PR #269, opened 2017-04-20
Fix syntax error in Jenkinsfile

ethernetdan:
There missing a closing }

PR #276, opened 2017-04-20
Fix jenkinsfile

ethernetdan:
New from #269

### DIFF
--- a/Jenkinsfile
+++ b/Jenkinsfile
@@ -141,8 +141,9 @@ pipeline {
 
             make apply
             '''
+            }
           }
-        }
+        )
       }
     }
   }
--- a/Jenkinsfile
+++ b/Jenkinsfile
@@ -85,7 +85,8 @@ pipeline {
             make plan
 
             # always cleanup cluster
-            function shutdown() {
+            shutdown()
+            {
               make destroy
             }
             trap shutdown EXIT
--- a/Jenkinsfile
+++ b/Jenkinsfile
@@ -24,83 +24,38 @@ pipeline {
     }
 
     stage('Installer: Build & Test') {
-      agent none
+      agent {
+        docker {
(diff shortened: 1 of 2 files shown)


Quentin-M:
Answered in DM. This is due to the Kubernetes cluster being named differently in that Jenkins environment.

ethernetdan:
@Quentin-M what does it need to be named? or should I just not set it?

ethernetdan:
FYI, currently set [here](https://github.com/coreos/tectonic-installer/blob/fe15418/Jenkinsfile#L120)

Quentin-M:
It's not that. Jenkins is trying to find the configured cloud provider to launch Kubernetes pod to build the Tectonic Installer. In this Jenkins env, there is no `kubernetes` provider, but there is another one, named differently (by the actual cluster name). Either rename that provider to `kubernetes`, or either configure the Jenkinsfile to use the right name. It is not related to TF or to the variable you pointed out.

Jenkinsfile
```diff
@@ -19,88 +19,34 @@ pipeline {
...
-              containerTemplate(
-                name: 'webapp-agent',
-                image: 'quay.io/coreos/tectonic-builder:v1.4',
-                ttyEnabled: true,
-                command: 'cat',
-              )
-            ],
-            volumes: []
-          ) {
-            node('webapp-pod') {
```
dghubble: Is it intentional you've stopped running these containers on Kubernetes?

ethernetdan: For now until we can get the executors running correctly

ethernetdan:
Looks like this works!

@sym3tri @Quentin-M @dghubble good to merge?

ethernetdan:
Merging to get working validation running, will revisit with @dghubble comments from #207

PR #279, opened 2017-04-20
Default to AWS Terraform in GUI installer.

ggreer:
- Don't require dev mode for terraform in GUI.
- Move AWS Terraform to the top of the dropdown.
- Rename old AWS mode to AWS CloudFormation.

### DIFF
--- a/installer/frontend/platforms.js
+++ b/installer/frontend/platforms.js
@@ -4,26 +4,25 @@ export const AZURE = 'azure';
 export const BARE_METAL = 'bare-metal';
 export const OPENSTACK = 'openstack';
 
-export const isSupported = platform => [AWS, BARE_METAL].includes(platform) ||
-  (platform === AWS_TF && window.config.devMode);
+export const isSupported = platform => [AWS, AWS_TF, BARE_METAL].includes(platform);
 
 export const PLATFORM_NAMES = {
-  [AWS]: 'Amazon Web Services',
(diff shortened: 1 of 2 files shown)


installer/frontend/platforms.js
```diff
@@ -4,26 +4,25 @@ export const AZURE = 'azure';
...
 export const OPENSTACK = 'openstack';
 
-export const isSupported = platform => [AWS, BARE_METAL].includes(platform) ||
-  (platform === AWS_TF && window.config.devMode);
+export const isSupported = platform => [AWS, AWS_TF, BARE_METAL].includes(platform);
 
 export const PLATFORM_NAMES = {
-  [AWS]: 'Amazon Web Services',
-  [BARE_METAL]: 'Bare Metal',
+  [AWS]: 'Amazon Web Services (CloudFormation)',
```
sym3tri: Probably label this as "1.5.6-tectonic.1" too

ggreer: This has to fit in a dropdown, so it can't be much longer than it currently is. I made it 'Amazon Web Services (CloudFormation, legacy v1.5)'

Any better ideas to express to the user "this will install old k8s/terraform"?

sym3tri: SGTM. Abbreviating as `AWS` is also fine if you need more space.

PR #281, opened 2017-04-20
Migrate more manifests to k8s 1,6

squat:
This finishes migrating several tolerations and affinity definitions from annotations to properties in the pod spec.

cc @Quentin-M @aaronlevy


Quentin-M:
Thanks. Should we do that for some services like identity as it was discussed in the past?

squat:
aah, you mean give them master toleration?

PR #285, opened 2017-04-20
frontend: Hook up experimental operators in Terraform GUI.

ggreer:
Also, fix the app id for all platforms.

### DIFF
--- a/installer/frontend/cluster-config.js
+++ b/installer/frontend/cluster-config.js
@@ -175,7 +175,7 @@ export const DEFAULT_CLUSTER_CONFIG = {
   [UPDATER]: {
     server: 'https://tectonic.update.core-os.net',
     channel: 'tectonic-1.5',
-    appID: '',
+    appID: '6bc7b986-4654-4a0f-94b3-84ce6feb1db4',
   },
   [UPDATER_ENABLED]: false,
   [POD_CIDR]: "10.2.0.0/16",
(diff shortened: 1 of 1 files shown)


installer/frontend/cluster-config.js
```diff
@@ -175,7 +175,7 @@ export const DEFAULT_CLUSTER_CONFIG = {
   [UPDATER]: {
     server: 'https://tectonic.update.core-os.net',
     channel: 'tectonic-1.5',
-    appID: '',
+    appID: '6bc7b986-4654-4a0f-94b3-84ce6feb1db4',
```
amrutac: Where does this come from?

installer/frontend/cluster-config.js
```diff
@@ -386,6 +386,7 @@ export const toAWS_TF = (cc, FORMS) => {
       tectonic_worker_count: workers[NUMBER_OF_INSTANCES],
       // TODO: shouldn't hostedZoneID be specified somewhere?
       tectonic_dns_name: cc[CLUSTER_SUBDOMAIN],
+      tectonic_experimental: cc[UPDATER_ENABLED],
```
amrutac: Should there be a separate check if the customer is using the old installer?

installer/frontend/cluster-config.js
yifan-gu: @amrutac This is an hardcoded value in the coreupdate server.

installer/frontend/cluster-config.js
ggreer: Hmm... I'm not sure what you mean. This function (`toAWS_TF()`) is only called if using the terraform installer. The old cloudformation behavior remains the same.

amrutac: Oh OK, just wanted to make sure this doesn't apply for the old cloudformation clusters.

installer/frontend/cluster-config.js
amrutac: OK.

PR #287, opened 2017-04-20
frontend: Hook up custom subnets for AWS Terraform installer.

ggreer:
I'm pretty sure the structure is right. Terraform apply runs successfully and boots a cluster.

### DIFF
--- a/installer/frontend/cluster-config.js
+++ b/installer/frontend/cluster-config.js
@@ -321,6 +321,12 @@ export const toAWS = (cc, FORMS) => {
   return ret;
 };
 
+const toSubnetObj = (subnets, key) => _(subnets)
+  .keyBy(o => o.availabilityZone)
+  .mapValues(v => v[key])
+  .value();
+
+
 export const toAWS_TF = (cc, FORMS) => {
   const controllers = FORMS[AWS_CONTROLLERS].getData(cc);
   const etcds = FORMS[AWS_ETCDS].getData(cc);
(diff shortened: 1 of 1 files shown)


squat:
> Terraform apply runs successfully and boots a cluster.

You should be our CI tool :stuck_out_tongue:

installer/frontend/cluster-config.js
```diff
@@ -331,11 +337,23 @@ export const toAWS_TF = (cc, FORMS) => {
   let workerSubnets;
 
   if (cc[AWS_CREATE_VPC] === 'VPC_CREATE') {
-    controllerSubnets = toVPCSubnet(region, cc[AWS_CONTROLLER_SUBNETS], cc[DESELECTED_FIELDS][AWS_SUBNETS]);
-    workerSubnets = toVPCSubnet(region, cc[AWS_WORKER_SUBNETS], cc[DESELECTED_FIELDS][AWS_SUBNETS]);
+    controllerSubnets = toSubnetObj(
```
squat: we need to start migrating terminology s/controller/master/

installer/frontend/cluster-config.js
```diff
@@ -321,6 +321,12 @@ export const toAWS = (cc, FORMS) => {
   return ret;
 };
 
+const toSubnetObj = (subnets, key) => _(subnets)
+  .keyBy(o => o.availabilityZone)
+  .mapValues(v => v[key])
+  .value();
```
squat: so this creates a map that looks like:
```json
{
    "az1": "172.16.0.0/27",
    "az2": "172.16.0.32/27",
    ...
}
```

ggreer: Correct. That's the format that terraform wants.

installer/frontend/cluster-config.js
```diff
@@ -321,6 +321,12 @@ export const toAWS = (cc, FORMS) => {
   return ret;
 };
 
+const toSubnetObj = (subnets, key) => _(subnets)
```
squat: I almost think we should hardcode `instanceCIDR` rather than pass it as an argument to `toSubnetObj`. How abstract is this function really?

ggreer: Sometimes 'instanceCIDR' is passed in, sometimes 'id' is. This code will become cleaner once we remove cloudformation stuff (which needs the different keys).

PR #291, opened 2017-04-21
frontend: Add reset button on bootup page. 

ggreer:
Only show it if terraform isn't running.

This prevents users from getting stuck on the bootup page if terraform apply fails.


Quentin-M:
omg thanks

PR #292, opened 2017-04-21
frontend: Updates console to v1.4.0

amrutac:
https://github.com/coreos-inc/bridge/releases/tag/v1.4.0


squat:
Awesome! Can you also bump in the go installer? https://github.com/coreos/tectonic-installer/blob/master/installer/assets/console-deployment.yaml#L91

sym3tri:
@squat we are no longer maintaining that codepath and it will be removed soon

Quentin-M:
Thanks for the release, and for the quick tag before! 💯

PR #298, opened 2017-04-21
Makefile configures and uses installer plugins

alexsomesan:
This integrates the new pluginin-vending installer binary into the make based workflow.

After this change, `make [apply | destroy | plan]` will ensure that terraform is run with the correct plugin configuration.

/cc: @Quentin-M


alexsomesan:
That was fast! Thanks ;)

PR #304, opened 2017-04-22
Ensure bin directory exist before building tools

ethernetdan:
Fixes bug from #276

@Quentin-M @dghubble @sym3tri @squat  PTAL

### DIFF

————————

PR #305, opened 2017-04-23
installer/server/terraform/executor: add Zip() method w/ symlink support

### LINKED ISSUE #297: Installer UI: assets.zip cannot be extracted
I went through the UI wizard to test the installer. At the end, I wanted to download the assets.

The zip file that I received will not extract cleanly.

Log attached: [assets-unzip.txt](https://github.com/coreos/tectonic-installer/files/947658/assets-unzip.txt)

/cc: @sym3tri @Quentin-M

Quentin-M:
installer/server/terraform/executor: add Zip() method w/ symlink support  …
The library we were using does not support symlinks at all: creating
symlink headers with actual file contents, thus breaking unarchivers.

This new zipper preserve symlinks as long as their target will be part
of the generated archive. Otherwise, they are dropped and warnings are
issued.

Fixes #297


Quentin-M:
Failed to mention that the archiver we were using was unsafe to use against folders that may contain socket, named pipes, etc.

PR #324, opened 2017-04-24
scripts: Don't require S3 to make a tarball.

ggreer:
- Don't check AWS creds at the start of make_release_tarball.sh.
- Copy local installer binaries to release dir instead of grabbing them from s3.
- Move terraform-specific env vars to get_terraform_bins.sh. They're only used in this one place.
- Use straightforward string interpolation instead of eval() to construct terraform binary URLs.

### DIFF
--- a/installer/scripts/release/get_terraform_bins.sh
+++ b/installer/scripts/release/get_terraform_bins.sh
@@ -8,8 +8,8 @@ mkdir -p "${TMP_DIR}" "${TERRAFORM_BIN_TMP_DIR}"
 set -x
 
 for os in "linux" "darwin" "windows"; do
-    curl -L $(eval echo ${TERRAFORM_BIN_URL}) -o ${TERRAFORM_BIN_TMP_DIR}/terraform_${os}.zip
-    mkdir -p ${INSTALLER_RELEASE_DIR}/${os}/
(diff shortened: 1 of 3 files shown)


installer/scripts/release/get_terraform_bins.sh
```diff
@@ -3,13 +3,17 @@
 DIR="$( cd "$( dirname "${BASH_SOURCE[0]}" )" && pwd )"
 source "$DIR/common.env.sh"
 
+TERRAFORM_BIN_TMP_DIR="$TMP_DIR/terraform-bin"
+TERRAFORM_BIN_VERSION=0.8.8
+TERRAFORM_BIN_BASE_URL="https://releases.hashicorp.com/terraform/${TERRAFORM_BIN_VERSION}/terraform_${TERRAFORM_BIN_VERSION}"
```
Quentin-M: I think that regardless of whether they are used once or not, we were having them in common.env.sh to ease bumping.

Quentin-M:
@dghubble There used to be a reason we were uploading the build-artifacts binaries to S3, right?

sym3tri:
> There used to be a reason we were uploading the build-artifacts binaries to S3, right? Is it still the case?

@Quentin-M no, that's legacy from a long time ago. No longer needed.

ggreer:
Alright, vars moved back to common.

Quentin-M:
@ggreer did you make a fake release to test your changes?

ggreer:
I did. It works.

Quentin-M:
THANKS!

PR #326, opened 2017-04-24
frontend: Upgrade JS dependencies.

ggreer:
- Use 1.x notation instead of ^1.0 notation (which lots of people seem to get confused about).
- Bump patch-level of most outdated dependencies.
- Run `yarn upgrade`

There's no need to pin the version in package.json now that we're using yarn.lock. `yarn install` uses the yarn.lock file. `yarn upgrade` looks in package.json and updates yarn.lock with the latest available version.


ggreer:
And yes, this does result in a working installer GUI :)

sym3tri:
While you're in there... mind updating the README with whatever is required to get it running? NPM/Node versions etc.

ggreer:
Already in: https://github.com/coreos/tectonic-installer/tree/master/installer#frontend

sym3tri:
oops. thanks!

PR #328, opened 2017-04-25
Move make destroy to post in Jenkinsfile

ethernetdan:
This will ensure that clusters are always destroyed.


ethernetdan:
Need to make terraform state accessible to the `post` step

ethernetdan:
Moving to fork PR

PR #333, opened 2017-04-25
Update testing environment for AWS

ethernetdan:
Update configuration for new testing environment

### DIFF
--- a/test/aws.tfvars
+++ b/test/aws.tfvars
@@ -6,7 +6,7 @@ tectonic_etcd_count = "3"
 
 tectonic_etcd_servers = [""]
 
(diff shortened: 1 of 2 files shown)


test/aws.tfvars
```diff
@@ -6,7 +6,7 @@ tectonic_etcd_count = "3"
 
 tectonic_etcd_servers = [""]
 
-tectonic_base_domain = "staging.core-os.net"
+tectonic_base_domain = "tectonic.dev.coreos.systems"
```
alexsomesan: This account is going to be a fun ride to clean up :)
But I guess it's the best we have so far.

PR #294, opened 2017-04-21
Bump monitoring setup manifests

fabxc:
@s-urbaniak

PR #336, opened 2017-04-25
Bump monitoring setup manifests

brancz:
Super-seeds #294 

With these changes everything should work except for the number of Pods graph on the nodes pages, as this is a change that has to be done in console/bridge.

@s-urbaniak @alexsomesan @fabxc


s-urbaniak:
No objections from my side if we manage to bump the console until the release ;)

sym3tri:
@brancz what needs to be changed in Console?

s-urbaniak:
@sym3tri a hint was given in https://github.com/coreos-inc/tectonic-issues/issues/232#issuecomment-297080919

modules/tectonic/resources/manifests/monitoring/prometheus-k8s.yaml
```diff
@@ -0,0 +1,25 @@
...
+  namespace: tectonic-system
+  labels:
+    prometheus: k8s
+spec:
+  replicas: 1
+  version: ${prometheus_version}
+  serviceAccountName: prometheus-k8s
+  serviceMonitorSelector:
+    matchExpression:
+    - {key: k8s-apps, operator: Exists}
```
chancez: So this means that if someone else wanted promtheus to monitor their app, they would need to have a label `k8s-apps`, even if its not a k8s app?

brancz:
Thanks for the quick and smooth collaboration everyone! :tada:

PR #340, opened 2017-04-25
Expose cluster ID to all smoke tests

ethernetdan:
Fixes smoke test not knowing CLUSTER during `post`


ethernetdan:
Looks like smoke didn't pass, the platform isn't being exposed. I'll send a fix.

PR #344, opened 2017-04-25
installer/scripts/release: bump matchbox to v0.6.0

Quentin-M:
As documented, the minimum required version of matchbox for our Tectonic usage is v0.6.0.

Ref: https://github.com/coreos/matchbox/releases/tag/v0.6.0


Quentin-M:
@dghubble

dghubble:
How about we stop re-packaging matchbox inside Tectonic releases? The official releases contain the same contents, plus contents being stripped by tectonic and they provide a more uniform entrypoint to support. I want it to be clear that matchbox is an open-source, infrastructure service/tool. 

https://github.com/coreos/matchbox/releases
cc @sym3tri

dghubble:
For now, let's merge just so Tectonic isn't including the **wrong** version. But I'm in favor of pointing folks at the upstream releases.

————————

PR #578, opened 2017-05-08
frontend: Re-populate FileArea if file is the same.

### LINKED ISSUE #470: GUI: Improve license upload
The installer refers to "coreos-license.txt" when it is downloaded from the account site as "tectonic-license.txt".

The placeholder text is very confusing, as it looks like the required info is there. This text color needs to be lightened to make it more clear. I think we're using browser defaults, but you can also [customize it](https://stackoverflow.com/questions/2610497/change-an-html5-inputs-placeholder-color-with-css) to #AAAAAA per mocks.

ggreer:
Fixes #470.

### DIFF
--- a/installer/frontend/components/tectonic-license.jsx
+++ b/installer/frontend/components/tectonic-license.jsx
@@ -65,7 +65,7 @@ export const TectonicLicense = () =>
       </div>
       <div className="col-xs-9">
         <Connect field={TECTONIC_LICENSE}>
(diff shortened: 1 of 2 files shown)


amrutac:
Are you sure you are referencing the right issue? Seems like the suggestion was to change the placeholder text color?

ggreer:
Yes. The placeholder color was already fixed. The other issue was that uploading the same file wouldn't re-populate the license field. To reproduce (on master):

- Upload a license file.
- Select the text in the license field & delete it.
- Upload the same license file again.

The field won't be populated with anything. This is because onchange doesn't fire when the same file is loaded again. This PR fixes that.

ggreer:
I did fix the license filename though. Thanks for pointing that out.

————————

▶ _About this task_: Look through the data above. Each line containing the word "common" needs to be copied.

▶ _Answer to this task_:
 source "$DIR/common.env.sh"
Quentin-M: I think that regardless of whether they are used once or not, we were having them in common.env.sh to ease bumping.
Alright, vars moved back to common.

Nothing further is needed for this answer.